--- What you need to do ---
All of the entries are to be returned word for word.
---- Source material
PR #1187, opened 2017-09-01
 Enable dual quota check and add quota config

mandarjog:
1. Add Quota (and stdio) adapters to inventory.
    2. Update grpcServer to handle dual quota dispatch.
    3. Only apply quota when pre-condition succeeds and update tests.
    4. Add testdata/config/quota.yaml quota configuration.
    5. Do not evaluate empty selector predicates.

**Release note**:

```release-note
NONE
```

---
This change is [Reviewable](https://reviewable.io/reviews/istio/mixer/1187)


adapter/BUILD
--------
--- Reply ---
PR #1187, opened 2017-09-01
 Enable dual quota check and add quota config

mandarjog:
1. Add Quota (and stdio) adapters to inventory.
    2. Update grpcServer to handle dual quota dispatch.
    3. Only apply quota when pre-condition succeeds and update tests.
    4. Add testdata/config/quota.yaml quota configuration.
    5. Do not evaluate empty selector predicates.

**Release note**:

```release-note
NONE
```

---
This change is [Reviewable](https://reviewable.io/reviews/istio/mixer/1187)


adapter/BUILD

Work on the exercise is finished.